O movimento indigena e quilombola, apesar de serem diferentes, autonomos e terem caracteristicas proprias e bandeiras especificas, ao comporem o mesmo campo, tem em comum o questionamento do modelo de apropriacao da terra no Brasil e, assim como Santos (2003b: 11) analisou em alguns momentos, se encontram e promovem lutas conjuntas por vezes motivado pelos problemas advindos do processo de globalizacao em curso, que torna necessario articulacoes maiores de varios grupos da globalizacao contra-hegemonica (2):

[...] se e certo que esta propagou por todo o globo o mesmo sistema de dominacao e de exclusao, nao e menos verdade que criou as condicoes para que forcas, organizacoes e movimentos contra-hegemonicos localizados nas mais diversas partes do mundo se apercebessem da existencia de interesses comuns nas proprias diferencas e para alem das diferencas que ha a separa-los, e que convergissem em combates contra-hegemonicos consubstanciadores de projectos sociais emancipatorios distintos mas relacionados entre si (Santos, 2003b: 11). Optamos, neste texto, por analisar tais lutas levadas ao Judiciario em diferentes circunstancias por dois movimentos da globalizacao contra-hegemonica: quilombola e indigena. As dinamicas das lutas vividas por cada um destes grupos apresentam varias diferencas, mas tambem possuem algumas semelhancas. Tais lutas serao estudadas em uma dupla perspectiva, a politica e a juridica, pois como explicado por Santos, o "uso nao-hegemonico de ferramentas juridicas hegemonicas parte da possibilidade de as integrar em mobilizacoes politicas mais amplas, que podem incluir accoes tanto legais como ilegais" (Santos, 2003b: 40).
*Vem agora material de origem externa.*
PR #515, opened 2021-08-11
Lorenz 96 system

pnkraemer:
# In a Nutshell
Introduce Lorenz96 system to the diffeq problem zoo. The previous "Lorenz" problem is now "Lorenz63". 

# Detailed Description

  1. O colonialismo e os povos tradicionais: apropriacao e violencia "do outro lado"

    As teorias contratualistas dos seculos XVII e XVIII marcaram a passagem de um estado de natureza a sociedade civil, um mundo novo supostamente civilizado, em que o Estado garante a vida, a liberdade e a propriedade aos individuos. Todavia, o que a teoria contratualista omite e que o contrato social e a teoria liberal excluiram milhoes de homens e mulheres que foram obrigados a viver no estado de natureza. O contrato social, ao incluir alguns individuos, recusou muitos outros, a maioria da populacao. "A modernidade ocidental, em vez de significar o abandono do estado de natureza e a passagem a sociedade civil, significa a coexistencia da sociedade civil com o estado de natureza, separados por uma linha abissal [...]" (Santos, 2009a: 28).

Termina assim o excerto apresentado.